Open cutleraging opened 9 months ago

cutleraging commented 9 months ago

Hello,

Thanks for such a great package!

In the genomic_distribution function, I understand that the expected amount of mutations for a region of interest is calculated as

n_muts / surveyed_length * surveyed_region_length

However, does this proved an accurate estimate when dealing with INDELs? I would not think so since n_muts is not equal to the amount of total mutated bases (such as for SNVs).

Any thoughts on a better way to calculate the expected number of INDELs?

One solution I have tried is to randomly shuffle the INDELs (accounting for sequence context) and then count how many are in the region of interest. When I do this, I get a observed/expected ratio of ~1, which is what I would expect. However, I am confused how then I would calculate if this is significant using the binomial_test function. Would it make sense to do something along these lines?
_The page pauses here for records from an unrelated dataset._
PR #166, opened 2019-05-17
Add PXF FDW document

frankgh:
After several iterations and discussions, we would like to propose the following for the PXF foreign data wrapper.

### DIFF
--- a/PXF_FDW.md
+++ b/PXF_FDW.md
@@ -358,7 +358,11 @@ follows:
 
      CREATE FOREIGN TABLE hdfs_parquet
           SERVER hdfs_hdp
-          OPTIONS ( resource '/hdfs/path/to/parque/files', format 'parquet' );
+          OPTIONS ( resource '/hdfs/path/to/parquet/files', format 'parquet' );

p = n_INDELs /  surveyed_length
n = surveyed_region_length
x = observed_INDELs # number of INDELs observed to land in region of interest from the randomly shuffled files
binomial_test(p, n, x)

Any input would be wonderful, thanks! Ronnie

FreekManders commented 9 months ago

Hi Ronnie,

Indels are generally caused by a single mutational event, so I think it is fair to count each indel as a separate mutation. That indels don't have a size of 1 shouldn't really impact the statistic if you are looking at relatively large regions. If you look at very small regions, then I can imagine that indels will often cross the boundaries of the region, which will influence your results.

Shuffling indels sounds like it is also a valid approach. To calculate statistics you could bootstrap it by repeating the shuffling 1000 times. You then count how many times you find equal or more indels in the region of interest in the bootstrapped data, than in the real data. This number divided by 1000 would then be your p-value.
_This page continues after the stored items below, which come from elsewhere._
PR #168, opened 2019-05-19
Add jacoco for code coverage reports

frankgh:
Adding jacoco for code coverage reports. Later, we need to leverage the results of code coverage reports.

### DIFF
--- a/server/build.gradle
+++ b/server/build.gradle
@@ -18,7 +18,8 @@
  */
 
 plugins {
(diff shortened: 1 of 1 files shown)


shivzone:
I'm not entirely convinced that we need jacoco for the state of the code we have it might just get ignored ? Maybe when we get closer to 70-80% coverage it would make sense ?

frankgh:
will close for now. We need to think this one through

cutleraging commented 9 months ago

Hi Freek,

Thanks for the insight! That makes sense.

Another question comes to mind... When the observed/expected ratio are calculated, this is in reference to a random distribution of mutations or what might be interpreted as the background distribution for the sample of interest. When I look at intergenic or heterochromatic regions, I usually find an enrichment of mutations (expected/observed > 1).

The question is, could what I am seeing in these intergenic regions actually be considered the background? Put another way, do you think that expected/observed ratios need to be normalized further? A way I can think of might be to use a binning approach across the covered regions of the genome to calculate expected/observed ratios in order to get an average background.

Thanks, Ronnie

FreekManders commented 9 months ago

Hi Ronnie, If you want to compare a specific intergenic region, then using the rest of the intergenic genome as the background might be a good idea. Approaches using binning or rolling averages can work. I have read papers that use binning approaches in the past, so you might be able to find some existing methods. Cancer driver discovery methods also often try to identify regions with more mutations than expected, so you could take a look at those too.